# ? About HH's



## kerikadi (Nov 22, 2001)

My little one is a super soaker and someone recommended HH's with their stuffins. I got 2 beautiful dipes, washed and dried them. The question I have is that with one of the dipes the fleece rolls to the outside which made me think it would wick







and then it did







DD wore one of the HH's for part of the night last night and it worked great but as soon as she wet in the other stuffed with HH stuffins it wicked







Does anyone have any suggestions? Is there something I can do or do I have to send it back to the site I ordered it from







:









Keri


----------



## sweetfeet (Jan 16, 2003)

First off how many times did you wash the stuffins? The hemp fleece needs 5ish wash and dries before it is absorbant. The fleece is supposed to roll out







Try it again with the fleece rolled out it shouldnt wick like that. Sophie is napping in hers right now. If you roll the fleece in the fabric outer will wick the pee.
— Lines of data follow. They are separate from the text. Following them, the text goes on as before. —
PR #534, opened 2018-08-29
wtxmgr: resolve duplicate entries for outputs within bucketUnspent

wpaulino:
In this PR, we resolve a lingering bug within the wallet where it's possible that an output is added as unconfirmed credit after the fact that it has already confirmed. This would lead to duplicate entries for the same output within the wallet causing double spend transactions to be crafted.

The root cause for the unconfirmed credit being added again is most likely triggered by receiving an unconfirmed `chain.RelevantTx` notification from the backend after the transaction has already confirmed. Ideally this should not happen, but that fix is a lot more involved.

Fixes https://github.com/lightningnetwork/lnd/issues/1494.

### DIFF
--- a/wtxmgr/query_test.go
+++ b/wtxmgr/query_test.go
@@ -7,6 +7,7 @@ package wtxmgr_test
 import (
 	"bytes"
 	"encoding/binary"
+	"errors"
 	"fmt"
 	"testing"
 	"time"
@@ -64,12 +65,8 @@ func deepCopyTxDetails(d *TxDetails) *TxDetails {
 	return &cpy
 }
 
-func (q *queryState) compare(t *testing.T, s *Store, ns walletdb.ReadBucket, changeDesc string) {
-	defer func() {
-		if t.Failed() {
-			t.Fatalf("Store state queries failed after '%s'", changeDesc)
-		}
-	}()
+func (q *queryState) compare(s *Store, ns walletdb.ReadBucket,
+	changeDesc string) error {
 
 	fwdBlocks := q.blocks
 	revBlocks := make([][]TxDetails, len(q.blocks))
@@ -80,17 +77,22 @@ func (q *queryState) compare(t *testing.T, s *Store, ns walletdb.ReadBucket, cha
 	checkBlock := func(blocks [][]TxDetails) func([]TxDetails) (bool, error) {
 		return func(got []TxDetails) (bool, error) {
 			if len(fwdBlocks) == 0 {
-				return false, fmt.Errorf("entered range when no more details expected")
+				return false, errors.New("entered range " +
+					"when no more details expected")
 			}
 			exp := blocks[0]
 			if len(got) != len(exp) {
-				return false, fmt.Errorf("got len(details)=%d in transaction range, expected %d", len(got), len(exp))
+				return false, fmt.Errorf("got len(details)=%d "+
+					"in transaction range, expected %d",
+					len(got), len(exp))
 			}
 			for i := range got {
-				equalTxDetails(t, &got[i], &exp[i])
-			}
-			if t.Failed() {
-				return false, fmt.Errorf("Failed comparing range of transaction details")
+				err := equalTxDetails(&got[i], &exp[i])
+				if err != nil {
+					return false, fmt.Errorf("failed "+
+						"comparing range of "+
+						"transaction details: %v", err)
+				}
 			}
 			blocks = blocks[1:]
 			return false, nil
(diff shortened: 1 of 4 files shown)


wtxmgr/tx_test.go
```diff
@@ -1724,3 +1725,138 @@ func TestInsertConfirmedDoubleSpendTx(t *testing.T) {
...
+
+// TestInsertDuplicateCreditAfterConfirm aims to test the case where a duplicate
+// unconfirmed credit is added to the store after the intial credit has already
+// confirmed. This can lead to outputs being duplicated in the store, which can
+// lead to creating double spends when querying the wallet's UTXO set.
+func TestInsertDuplicateCreditAfterConfirm(t *testing.T) {
+	t.Parallel()
+
+	store, db, teardown, err := testStore()
+	defer teardown()
```
cfromknecht: this should come after error check

wpaulino: Fixed.

wtxmgr/tx.go
```diff
@@ -405,10 +405,15 @@ func (s *Store) AddCredit(ns walletdb.ReadWriteBucket, rec *TxRecord, block *Blo
 // duplicate (false).
 func (s *Store) addCredit(ns walletdb.ReadWriteBucket, rec *TxRecord, block *BlockMeta, index uint32, change bool) (bool, error) {
 	if block == nil {
+		// Skip from adding the credit if it's already been seen either
```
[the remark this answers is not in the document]
wpaulino: Fixed.

wtxmgr/tx_test.go
```diff
@@ -1728,3 +1728,137 @@ func TestInsertConfirmedDoubleSpendTx(t *testing.T) {
...
+	spendTx := spendOutput(&cbRec.Hash, 0, 5e7, 4e7)
+	spendTxRec, err := NewTxRecordFromMsgTx(spendTx, b101.Time)
+	if err != nil {
+		t.Fatal(err)
+	}
+	commitDBTx(t, store, db, func(ns walletdb.ReadWriteBucket) {
+		if err := store.InsertTx(ns, spendTxRec, nil); err != nil {
+			t.Fatal(err)
+		}
+		err := store.AddCredit(ns, spendTxRec, nil, 1, true)
```
halseth: question: is `InsertTx` always followed by an `AddCredit`? If yes maybe they could be combined?

wtxmgr/query_test.go
```diff
@@ -525,31 +534,23 @@ func TestStoreQueries(t *testing.T) {
...
-	newState.blocks = [][]TxDetails{
-		newState.blocks[0],
-		{newState.blocks[1][0]},
-		{newState.blocks[1][1]},
-	}
-	newState.blocks[1][0].Block = b101
-	newState.txDetails[recA.Hash][1].Block = b101
-	lastState = newState
-	tests = append(tests, queryTest{
-		desc:    "mine duplicate tx A",
```
halseth: what happened to this test?

halseth:
This is an awesome find! Should hopefully get rid of the double spending issues we have been seeing! 👍

wtxmgr/tx_test.go
```diff
@@ -64,17 +64,18 @@ func testStore() (*Store, walletdb.DB, func(), error) {
...
 		return nil, nil, func() {}, err
 	}
+
 	db, err := walletdb.Create("bdb", filepath.Join(tmpDir, "db"))
 	if err != nil {
-		teardown := func() {
-			os.RemoveAll(tmpDir)
-		}
-		return nil, nil, teardown, err
+		os.RemoveAll(tmpDir)
```
cfromknecht: 👍

wtxmgr/tx.go
```diff
@@ -405,10 +405,16 @@ func (s *Store) AddCredit(ns walletdb.ReadWriteBucket, rec *TxRecord, block *Blo
...
 func (s *Store) addCredit(ns walletdb.ReadWriteBucket, rec *TxRecord, block *BlockMeta, index uint32, change bool) (bool, error) {
 	if block == nil {
+		// If the outpoint that we should mark as credit already exists
+		// within the store, either as unconfirmed or confirmed, then we
+		// have nothing left to do and can exit.
 		k := canonicalOutPoint(&rec.Hash, index)
 		if existsRawUnminedCredit(ns, k) != nil {
 			return false, nil
 		}
+		if existsRawUnspent(ns, k) != nil {
```
cfromknecht: great catch

wtxmgr/query_test.go
```diff
@@ -512,38 +512,6 @@ func TestStoreQueries(t *testing.T) {
...
-		{
-			TxRecord: *stripSerializedTx(recA),
-			Block:    makeBlockMeta(-1),
-		},
-		newState.blocks[1][0],
-	}
-	newState.txDetails[recA.Hash][0].Block = b100
-	newState.txDetails[recA.Hash] = append(newState.txDetails[recA.Hash], newState.blocks[1][0])
-	lastState = newState
-	tests = append(tests, queryTest{
```
cfromknecht: why was this removed?

wtxmgr/query_test.go
wpaulino: Previously, the store would allow storing the same hash in both unconfirmed and confirmed buckets at the same time. We no longer allow this so the test had to be removed, otherwise it'd cause a failure.

wtxmgr/query_test.go
wpaulino: See https://github.com/btcsuite/btcwallet/pull/534#discussion_r214225146.

wtxmgr/tx_test.go
wpaulino: Do you mean just combine them for the sake of the test? Outside of tests, it looks like it'd be a pretty big, possibly irrelevant change. FWIW there's a TODO for it https://github.com/btcsuite/btcwallet/blob/master/wtxmgr/tx.go#L387.

PR #535, opened 2018-08-31
wallet/wallet: notify addrs+props after db commit

cfromknecht:
This PR moves any address notifications outside of the
db transaction that creates them. This is known to have
resulted in deadlocks, since `chainClient.NotifyReceived`
could block the db transaction from committing.

Doing so also prevents the situation where we send
notifications about the new addresses, but the db txn
fails to commit and the addresses are in fact never
created.


cfromknecht:
This PR now includes a fix to prevent a testing race from modifying `newSecretKey` concurrently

HTH


----------



## carrietorgc (Sep 16, 2003)

Hmm, are they both prints or solids? the solids do MUCH better at not wicking since they are polyester pul and the cottons are laminated pul. I usually use a solid hh at night with a stuffin and maybe a thin hemp doubler and it is fine. the prints I use during the day for 2 hrs or so at a time


----------



## r+smom2 (Jun 18, 2003)

I use HH and never had a leak yet. But I also use the Joey Bunz with them and not the HH stuffins. I know for sure that the Joey Bunz work great because I use them mainly for outings and nighttime, 2 at a time in the HH diaper.

Fay


----------



## CyndyRR327 (Jun 18, 2003)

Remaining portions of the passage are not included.